***** Extracted data *****

PR #1294, opened 2021-12-03
E2E in CI automation. (It likely is not repeatable until we have org IDs)

wimax-grapl:
https://github.com/grapl-security/issue-tracker/issues/770

- Add integration-tests to the pipeline.provision.yml. 
- Do the create_rc inject-docker-artifacts thing to grapl/integration-tests/testing
- Add run-paramaterized-job to pipeline.testing.yml
- Refactor the placement of some Nomad files (that were previously in nomad/local, but no longer are necessarily for local)

Hah. So. I actually have no idea how to test this besides shipping it! 
**Also, I have it as a "soft fail" because I don't believe the test is currently repeatable**, as each run would pollute the currently-running dgraph/dynamo database. We need to either `pulumi destroy` or introduce orgIDs. So I may just defer the actual "running this in CI" part (where we invoke `run_parameterized_job`).


.buildkite/pipeline.testing.yml
```diff
@@ -9,4 +9,5 @@ env:
 steps:
   - label: ":aws: E2E tests in AWS"
     command:
-      - "echo 'TODO: make this work again'"
+      - nomad/bin/run_parameterized_job.sh e2e-tests 6
+    soft_fail: true
```
wimax-grapl, line 13: ^ notable

.buildkite/pipeline.provision.yml
```diff
@@ -14,6 +14,10 @@ steps:
           command: preview
           project_dir: pulumi/grapl
           stack: grapl/testing
+      - grapl-security/pulumi#v0.1.2:
```
christophermaier, line 17: This will work, because the plugin runs `pulumi` in its [command hook](https://github.com/grapl-security/pulumi-buildkite-plugin/blob/main/hooks/command), and a Buildkite job can only have [one command](https://buildkite.com/docs/agent/v3/hooks#job-lifecycle-hooks).

You'll need to specify this second run in a job of its own. If it depends on `grapl/testing` having run first, then that job will need to use [depends_on](https://buildkite.com/docs/pipelines/dependencies#defining-explicit-dependencies) or [wait](https://buildkite.com/docs/pipelines/wait-step) to reflect that.

.buildkite/pipeline.provision.yml
```diff
@@ -14,6 +14,10 @@ steps:
...
+          command: preview
+          project_dir: pulumi/integration_tests
+          stack: grapl/integration-tests/testing
```
christophermaier, line 20: We should either use the 3-part fully-qualified stack identifier everywhere, or change this to `grapl/testing`. Specifying the `project_dir` does the job of setting the project. Having 2- and 3-part identifiers mixed together is likely to be confusing to new people ("Is this difference significant? _Have I been doing it wrong the whole time?_").

(I suspect this is probably only an issue in this repository, where we have a project that is the same name as our Pulumi organization, leading to some first-glance confusion: "Wait, I thought we were in the `integration-tests` project; why does it say `grapl`?... _oooooh right_, that's the _organization_ name.")

.buildkite/pipeline.provision.yml
```diff
@@ -29,6 +33,10 @@ steps:
           command: update
           project_dir: pulumi/grapl
           stack: grapl/testing
+      - grapl-security/pulumi#v0.1.2:
```
christophermaier, line 36: Same comments apply here.

.buildkite/scripts/create_new_rc.sh
```diff
@@ -12,6 +12,7 @@ source .buildkite/shared/lib/rc.sh
 # repository.
 readonly -a STACKS=(
     grapl/testing
+    grapl/integration-tests/testing
```
christophermaier, line 15: Based on how the [similar code](https://github.com/grapl-security/pipeline-infrastructure/blob/7d8ae5f93b9ae08b99fde70fe4246c178ee2373d/.buildkite/scripts/create_new_rc.sh#L15-L20) works in `pipeline-infrastructure`, I suspect this needs to be `integration-tests/testing`.

I really need to extract this code to a plugin 🤦

.buildkite/pipeline.testing.yml
christophermaier: Probably merits a comment in the code.

.buildkite/pipeline.provision.yml
wimax-grapl: i assume this is supposed to be a "this wont work"

christophermaier: 🤦 Ugh, correct... this will _not_ work.

christophermaier (approved):
:shipit:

*****

Exercise instructions — What do the lines of the material read, from the first through the line with "Hah. So. I actually"? Transcribe them exactly and stop there.

Task solution —
PR #1294, opened 2021-12-03
E2E in CI automation. (It likely is not repeatable until we have org IDs)

wimax-grapl:
https://github.com/grapl-security/issue-tracker/issues/770

- Add integration-tests to the pipeline.provision.yml. 
- Do the create_rc inject-docker-artifacts thing to grapl/integration-tests/testing
- Add run-paramaterized-job to pipeline.testing.yml
- Refactor the placement of some Nomad files (that were previously in nomad/local, but no longer are necessarily for local)

Hah. So. I actually have no idea how to test this besides shipping it! 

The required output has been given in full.